TASK OBJECTIVE: Each line of the data that includes "Closes" must be copied.

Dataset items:
'''
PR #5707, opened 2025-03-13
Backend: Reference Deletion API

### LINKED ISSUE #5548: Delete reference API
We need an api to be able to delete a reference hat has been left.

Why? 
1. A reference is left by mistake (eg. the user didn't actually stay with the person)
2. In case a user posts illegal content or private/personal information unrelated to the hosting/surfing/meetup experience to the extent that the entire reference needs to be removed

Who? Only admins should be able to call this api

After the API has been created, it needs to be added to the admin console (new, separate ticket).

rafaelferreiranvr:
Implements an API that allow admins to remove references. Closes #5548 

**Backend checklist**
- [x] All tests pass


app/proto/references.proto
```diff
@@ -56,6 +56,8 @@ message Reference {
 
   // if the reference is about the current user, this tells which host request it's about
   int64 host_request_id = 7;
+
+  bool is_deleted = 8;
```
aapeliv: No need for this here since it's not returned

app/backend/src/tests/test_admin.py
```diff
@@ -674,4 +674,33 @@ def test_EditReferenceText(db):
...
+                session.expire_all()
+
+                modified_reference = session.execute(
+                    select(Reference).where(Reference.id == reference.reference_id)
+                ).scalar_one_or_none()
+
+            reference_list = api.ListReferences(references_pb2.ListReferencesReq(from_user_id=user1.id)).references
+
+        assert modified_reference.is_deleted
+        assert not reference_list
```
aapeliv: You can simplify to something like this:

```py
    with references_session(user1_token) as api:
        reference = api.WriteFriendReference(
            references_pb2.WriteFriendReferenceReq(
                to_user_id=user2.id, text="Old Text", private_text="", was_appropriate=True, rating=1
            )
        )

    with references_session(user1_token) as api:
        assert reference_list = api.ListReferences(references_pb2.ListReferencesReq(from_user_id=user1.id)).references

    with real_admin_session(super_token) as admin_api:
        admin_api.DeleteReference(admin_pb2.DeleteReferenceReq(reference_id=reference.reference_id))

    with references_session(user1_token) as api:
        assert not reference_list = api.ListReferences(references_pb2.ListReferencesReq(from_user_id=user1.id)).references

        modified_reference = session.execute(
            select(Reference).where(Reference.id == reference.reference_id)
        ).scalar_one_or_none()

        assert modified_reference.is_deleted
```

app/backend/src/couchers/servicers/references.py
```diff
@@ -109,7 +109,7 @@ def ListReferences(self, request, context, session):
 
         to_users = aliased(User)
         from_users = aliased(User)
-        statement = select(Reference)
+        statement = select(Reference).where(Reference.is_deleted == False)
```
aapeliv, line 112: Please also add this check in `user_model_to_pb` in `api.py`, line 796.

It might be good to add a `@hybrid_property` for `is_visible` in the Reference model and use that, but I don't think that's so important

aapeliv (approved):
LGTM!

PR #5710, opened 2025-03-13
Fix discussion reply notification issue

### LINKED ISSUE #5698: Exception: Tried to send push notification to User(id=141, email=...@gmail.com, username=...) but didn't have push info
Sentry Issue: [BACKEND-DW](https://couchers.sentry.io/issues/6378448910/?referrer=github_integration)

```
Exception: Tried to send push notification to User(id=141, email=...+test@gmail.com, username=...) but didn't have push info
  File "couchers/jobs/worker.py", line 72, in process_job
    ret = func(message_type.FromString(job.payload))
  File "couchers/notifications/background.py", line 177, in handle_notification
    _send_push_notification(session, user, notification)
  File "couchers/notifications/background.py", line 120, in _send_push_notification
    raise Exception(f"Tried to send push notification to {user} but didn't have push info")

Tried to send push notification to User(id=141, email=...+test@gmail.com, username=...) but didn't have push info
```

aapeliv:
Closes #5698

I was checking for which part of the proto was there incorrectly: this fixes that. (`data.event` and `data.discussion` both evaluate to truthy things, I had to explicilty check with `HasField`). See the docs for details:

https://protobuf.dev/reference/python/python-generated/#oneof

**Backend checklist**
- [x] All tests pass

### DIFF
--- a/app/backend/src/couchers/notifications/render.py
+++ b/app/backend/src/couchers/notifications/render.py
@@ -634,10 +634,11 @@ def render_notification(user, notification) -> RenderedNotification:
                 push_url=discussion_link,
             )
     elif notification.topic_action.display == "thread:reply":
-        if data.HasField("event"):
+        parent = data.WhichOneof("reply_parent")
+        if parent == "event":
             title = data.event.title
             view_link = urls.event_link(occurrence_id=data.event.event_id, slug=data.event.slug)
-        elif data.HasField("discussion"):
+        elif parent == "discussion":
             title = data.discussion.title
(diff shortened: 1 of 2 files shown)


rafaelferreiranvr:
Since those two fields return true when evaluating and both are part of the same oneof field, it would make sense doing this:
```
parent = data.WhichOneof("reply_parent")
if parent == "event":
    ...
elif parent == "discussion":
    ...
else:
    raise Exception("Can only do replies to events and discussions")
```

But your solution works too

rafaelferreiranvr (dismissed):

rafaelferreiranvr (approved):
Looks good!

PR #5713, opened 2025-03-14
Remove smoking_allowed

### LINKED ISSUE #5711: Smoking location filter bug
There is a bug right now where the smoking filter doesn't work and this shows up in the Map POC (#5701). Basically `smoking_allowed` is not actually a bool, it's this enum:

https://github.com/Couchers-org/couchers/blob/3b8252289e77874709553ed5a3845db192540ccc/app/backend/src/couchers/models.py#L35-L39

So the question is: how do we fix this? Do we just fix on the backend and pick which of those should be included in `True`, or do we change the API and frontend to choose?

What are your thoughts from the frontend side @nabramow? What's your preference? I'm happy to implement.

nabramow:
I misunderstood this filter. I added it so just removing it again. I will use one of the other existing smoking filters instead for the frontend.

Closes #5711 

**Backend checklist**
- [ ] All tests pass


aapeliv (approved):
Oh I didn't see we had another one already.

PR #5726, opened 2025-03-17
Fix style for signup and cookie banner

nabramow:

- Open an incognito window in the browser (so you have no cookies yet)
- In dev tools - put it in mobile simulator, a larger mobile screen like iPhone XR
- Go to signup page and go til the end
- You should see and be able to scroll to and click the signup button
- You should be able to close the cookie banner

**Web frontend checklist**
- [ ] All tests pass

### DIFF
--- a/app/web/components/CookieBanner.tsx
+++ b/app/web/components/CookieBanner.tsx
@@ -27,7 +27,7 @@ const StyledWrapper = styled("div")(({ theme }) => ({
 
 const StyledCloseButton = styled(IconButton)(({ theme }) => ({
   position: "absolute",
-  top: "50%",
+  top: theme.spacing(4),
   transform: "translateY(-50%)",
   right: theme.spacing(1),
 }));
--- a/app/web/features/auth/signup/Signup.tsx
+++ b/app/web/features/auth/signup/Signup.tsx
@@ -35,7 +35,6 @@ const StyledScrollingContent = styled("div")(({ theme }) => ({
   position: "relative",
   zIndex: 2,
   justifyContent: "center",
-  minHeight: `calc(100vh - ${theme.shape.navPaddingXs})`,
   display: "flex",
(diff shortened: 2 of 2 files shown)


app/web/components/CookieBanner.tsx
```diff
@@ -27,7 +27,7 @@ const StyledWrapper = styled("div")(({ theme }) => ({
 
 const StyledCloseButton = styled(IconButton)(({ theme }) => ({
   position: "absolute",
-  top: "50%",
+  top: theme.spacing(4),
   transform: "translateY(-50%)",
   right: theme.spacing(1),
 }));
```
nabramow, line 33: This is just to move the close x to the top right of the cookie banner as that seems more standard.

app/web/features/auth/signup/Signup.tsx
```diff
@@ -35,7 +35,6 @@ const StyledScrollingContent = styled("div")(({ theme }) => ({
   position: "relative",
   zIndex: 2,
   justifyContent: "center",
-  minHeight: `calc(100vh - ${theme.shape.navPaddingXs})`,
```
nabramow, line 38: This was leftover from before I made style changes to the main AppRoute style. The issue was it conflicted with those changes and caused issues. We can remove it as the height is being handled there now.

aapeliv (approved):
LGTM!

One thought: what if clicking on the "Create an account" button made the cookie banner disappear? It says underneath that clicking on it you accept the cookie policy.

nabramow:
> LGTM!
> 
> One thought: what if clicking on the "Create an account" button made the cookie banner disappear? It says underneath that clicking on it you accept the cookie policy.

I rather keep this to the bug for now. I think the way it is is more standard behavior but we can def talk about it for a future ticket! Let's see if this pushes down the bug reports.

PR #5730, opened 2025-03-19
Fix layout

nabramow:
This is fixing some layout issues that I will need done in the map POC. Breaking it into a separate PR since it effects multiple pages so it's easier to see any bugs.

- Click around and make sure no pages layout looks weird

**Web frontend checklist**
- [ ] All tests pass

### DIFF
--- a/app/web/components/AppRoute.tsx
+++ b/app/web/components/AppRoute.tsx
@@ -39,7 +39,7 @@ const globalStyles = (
'''
ANSWER BOX:
Implements an API that allow admins to remove references. Closes #5548 
Closes #5698
Closes #5711 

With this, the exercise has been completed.